● **Prompt**
Please copy exactly the lines from the top of the data through the line containing "-13,44 +13,44 @@", and nothing else.

● **Supplied records**

PR #307, opened 2015-05-07
Adjust tags to run all required plays in one.

andymcc:
This change ensures that a failure on a specific play will cause the
step to fail instead of succeeding because, for example, the reboot play
(which is last) succeeds despite the other plays all failing.

### DIFF
--- a/playbooks/nightly-multinode.yml
+++ b/playbooks/nightly-multinode.yml
@@ -38,15 +38,26 @@
     - setup-git
 
 - hosts: infrastructure[0]
+  tags: prepare
   user: root
-  tags: configure
+  roles:
+    - role: run-script-from-os-ansible-deployment
+      script_name: bootstrap-ansible
+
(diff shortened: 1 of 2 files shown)


playbooks/nightly-multinode.yml
```diff
@@ -38,15 +38,26 @@
     - setup-git
 
 - hosts: infrastructure[0]
+  tags: prepare
   user: root
-  tags: configure
+  roles:
+    - role: run-script-from-os-ansible-deployment
+      script_name: bootstrap-ansible
+
```
jacobwagner: i removed this and added it as a straight script call in the nightly bash script due to the output and redirect in jenkins. When you have jenkins calling bash, which then calls ansible, which in turn runs more bash..bad things happen

jacobwagner:
Merging this. I will deal with the redirect issue some other way as failing on an actual failure is better than  not failing

PR #317, opened 2015-05-08
Disable tempest_compute_run_ssh

mattt416:
Currently, a number of tempest compute api tests are failing as
instances are not being brought up correctly with a floating IP
address.  This makes ssh'ing into the instances impossible and therefore
we need to set tempest's run_ssh option to False.

Once tempest is updated to properly create floating IP addresses for
all tests then we should be able to flip this variable back to True.


andymcc:
LGTM

jacobwagner:
+1

PR #127, opened 2016-06-28
Cleanup ipam

caseydavenport:
Minimizes API surface and adds some GoDoc to the API.

### DIFF
--- a/lib/ipam/block.go
+++ b/lib/ipam/block.go
@@ -13,44 +13,44 @@ const (
 	BLOCK_SIZE = 64
 )
 
-type IPVersion struct {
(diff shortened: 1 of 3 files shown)


tomdee:
Looks good and I'm happy for you to merge. There are still a couple of bits that shouldn't be public though
- BLOCK_SIZE (maybe)
- NewBlock
- And the various Block\* errors

Or do you think that blocks can and should be exposed?

caseydavenport:
I don't think blocks need to be exposed, and we should keep from exposing them unless necessary (it may be useful to expose them some day).

I'll update.

PR #130, opened 2016-07-08
Initial commit of generic resource processing

robbrockbank:


lib/api/policy.go
```diff
@@ -0,0 +1,68 @@
...
+
+// Register v1 structure validators to validate cross-field dependencies in any of the
+// required structures.
+func init() {
+	RegisterStructValidator(validatePolicy, Policy{})
+}
+
+func validatePolicy(v *validator.Validate, structLevel *validator.StructLevel) {
+	policy := structLevel.CurrentStruct.Interface().(Policy)
+	if policy.Metadata.Tier == DefaultTierName {
```
caseydavenport, line 65: Does this mean you can't explicitly say "put this in the default tier"?

lib/api/profile.go
```diff
@@ -0,0 +1,50 @@
...
+import (
+	. "github.com/projectcalico/libcalico/lib/api/unversioned"
+)
+
+type ProfileMetadata struct {
+	ObjectMetadata
+	Labels map[string]string `json:"labels,omitempty" validate:"omitempty,labels"`
+}
+
+type ProfileSpec struct {
```
caseydavenport, line 26: I think all these structs are our public API definition and should probably have detailed comments to describe what each struct is, and how each field behaves.

lib/api/rule.go
```diff
@@ -0,0 +1,64 @@
...
+
+	NotProtocol *Protocol `json:"!protocol,omitempty" validate:"omitempty"`
+	NotICMPType *int      `json:"!icmpType,omitempty" validate:"omitempty,gte=0,lte=255"`
+	NotICMPCode *int      `json:"!icmpCode,omitempty" validate:"omitempty,gte=0,lte=255"`
+
+	Source      EntityRule `json:"source,omitempty" validate:"omitempty"`
+	Destination EntityRule `json:"destination,omitempty" validate:"omitempty"`
+}
+
+type EntityRule struct {
```
caseydavenport, line 39: EntityRule feels like a weird name for this.  More like a RuleCriteria or something?  I don't really know what "entity rule" means.

lib/api/unversioned/types.go
```diff
@@ -0,0 +1,50 @@
...
+type TypeMetadata struct {
+	Kind       string `json:"kind" validate:"required"`
+	APIVersion string `json:"apiVersion" validate:"required"`
+}
+
+func (md TypeMetadata) GetTypeMetadata() TypeMetadata {
+	return md
+}
+
+func (md TypeMetadata) SetKind(kind string) {
```
caseydavenport, line 35: What is the reasoning for having setters / getters?  I thought in general this pattern was frowned upon in Go.

lib/client/tier.go
```diff
@@ -0,0 +1,139 @@
...
+		hl := api.NewTierList()
+		hl.Items = make([]api.Tier, 0, len(l))
+		for _, h := range l {
+			hl.Items = append(hl.Items, *h.(*api.Tier))
+		}
+		return hl, nil
+	}
+}
+
+// Get returns information about a particular tier.
```
caseydavenport, line 57: Get returns a particular tier

lib/selector/parser/ast.go
```diff
@@ -0,0 +1,274 @@
+// Copyright (c) 2016 Tigera, Inc. All rights reserved.
```
caseydavenport, line 1: I see no need for the length of this filename to be restricted to three letters.

lib/api/policy.go
robbrockbank, line 65: Yes - but you specify a blank tier to put in the default tier

lib/api/profile.go
robbrockbank, line 26: Agreed

lib/api/unversioned/types.go
robbrockbank, line 35: You might be right - but this at least allows you to define an interface.  What's the preferred approach?  Hopefully not reflection.

lib/api/policy.go
caseydavenport, line 65: Is there a reason we wouldn't want to allow someone to say:

```
kind: Policy
metadata:
  tier: default
```

?

lib/api/unversioned/types.go
robbrockbank, line 35: Actually...  

https://golang.org/doc/effective_go.html#Getters

lib/api/rule.go
robbrockbank, line 39: I was trying to thing about what captures a source and a destination - i think entity cropped up in my inter web search and i thought that'll do for now.  We can change - but we should do soon before the API is used.

lib/api/unversioned/types.go
caseydavenport, line 35: Ah, yeah, that is what I read. I just misremembered what it said :)

This makes sense so we can use the Resource interface.  We should change `GetTypeMetadata` to `TypeMetadata` though.

lib/api/rule.go
caseydavenport, line 39: I think Entity is fine, but "EntityRule" sounds like a type of Rule, where in fact this is a component of a Rule.

Maybe RuleEntity instead? Or EntityMatch?

caseydavenport:
It's a _lot_ to review at once.

I've put some comments on here, but generally I think this looks pretty good.  I'm going to start another review of it now.

lib/api/config.go
```diff
@@ -0,0 +1,27 @@
...
+// Unless required by applicable law or agreed to in writing, software
+// distributed under the License is distributed on an "AS IS" BASIS,
+// WITHOUT WARRANTIES OR CONDITIONS OF ANY KIND, either express or implied.
+// See the License for the specific language governing permissions and
+// limitations under the License.
+
+package api
+
+// Client configuration required to instantiate a Calico client interface.
+type ClientConfig struct {
```
caseydavenport, line 18: Probably want to stick some documentation on this struct as well. e.g which of these options are supported together? When are certain options mandatory?  What format should each field take?

lib/api/unversioned/types.go
```diff
@@ -0,0 +1,50 @@
...
+	md.Kind = kind
+}
+
+func (md TypeMetadata) SetAPIVersion(apiVersion string) {
+	md.APIVersion = apiVersion
+}
+
+// ---- Metadata common to all resources ----
+type ObjectMetadata struct {
+	Name string `json:"name,omitempty" validate:"omitempty,name"`
```
caseydavenport, line 45: How is this going to work for resources that don't typically have a name? e.g pools.

I suppose the name field is optional, and we'll have to ensure it isn't specified (alternatively, we make store it as metadata with the pool so it can be tagged.  Would be nice to be able to say "this is my public pool, this is my private pool", name them as such, and then be able to GET them using that name.)

PR #131, opened 2016-07-14
Go IPAM Fixes

caseydavenport:
Things left to do:
- [x] Stop logging so much to stderr
- [x] Don't require the `/calico/ipam/v2/host/<hostname>/<ipversion>/block` entries to be present.
- [ ] Fix bug with AssignIP
- [ ] Re-base on top of @robbrockbank's code and integrate with client.
  - [ ] Make etcd location configurable.


tomdee:
What's the reasoning behind using glog? And should you really be logging everything at v=2 and info?

caseydavenport:
@tomdee - I chose glog because it seems like a relatively popular logging module, and @robbrockbank  has been using it in his code I think.

I probably shouldn't be logging everything at v=2 and info.  I suppose I need to think about the different log levels, etc.  This was just quicker. :p

caseydavenport:
Kubernetes logging conventions seems sensible enough to me:

http://janetkuo.github.io/kubernetes/v1.1/docs/devel/logging.html

caseydavenport:
@tomdee - I've updated the logging levels to be more sensible.  Could you take another look?

PR #134, opened 2016-08-11
Respect endpoint name

caseydavenport:


robbrockbank:
Looks like you might need to update the **eq** method too.

Seems odd that we haven't hit issues with this before - I guess we don't read and write to the same endpoint usually?

caseydavenport:
I think it was fine before because every component was generating the endpoint ID in the same way.

Once the endpoint ID is something different it all falls apart.

caseydavenport:
@robbrockbank `__eq__` has been updated.

robbrockbank:
LGTM

PR #135, opened 2016-08-12
Update build to use jessie and add separate wheezy build container

robbrockbank:
Update calico/build to use jessie, add a new wheezy build container (for building older versions of calicoctl)


tomdee:
Lgtm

● **Response area**
PR #307, opened 2015-05-07
Adjust tags to run all required plays in one.

andymcc:
This change ensures that a failure on a specific play will cause the
step to fail instead of succeeding because, for example, the reboot play
(which is last) succeeds despite the other plays all failing.

### DIFF
--- a/playbooks/nightly-multinode.yml
+++ b/playbooks/nightly-multinode.yml
@@ -38,15 +38,26 @@
     - setup-git
 
 - hosts: infrastructure[0]
+  tags: prepare
   user: root
-  tags: configure
+  roles:
+    - role: run-script-from-os-ansible-deployment
+      script_name: bootstrap-ansible
+
(diff shortened: 1 of 2 files shown)


playbooks/nightly-multinode.yml
```diff
@@ -38,15 +38,26 @@
     - setup-git
 
 - hosts: infrastructure[0]
+  tags: prepare
   user: root
-  tags: configure
+  roles:
+    - role: run-script-from-os-ansible-deployment
+      script_name: bootstrap-ansible
+
```
jacobwagner: i removed this and added it as a straight script call in the nightly bash script due to the output and redirect in jenkins. When you have jenkins calling bash, which then calls ansible, which in turn runs more bash..bad things happen

jacobwagner:
Merging this. I will deal with the redirect issue some other way as failing on an actual failure is better than  not failing

PR #317, opened 2015-05-08
Disable tempest_compute_run_ssh

mattt416:
Currently, a number of tempest compute api tests are failing as
instances are not being brought up correctly with a floating IP
address.  This makes ssh'ing into the instances impossible and therefore
we need to set tempest's run_ssh option to False.

Once tempest is updated to properly create floating IP addresses for
all tests then we should be able to flip this variable back to True.


andymcc:
LGTM

jacobwagner:
+1

PR #127, opened 2016-06-28
Cleanup ipam

caseydavenport:
Minimizes API surface and adds some GoDoc to the API.

### DIFF
--- a/lib/ipam/block.go
+++ b/lib/ipam/block.go
@@ -13,44 +13,44 @@ const (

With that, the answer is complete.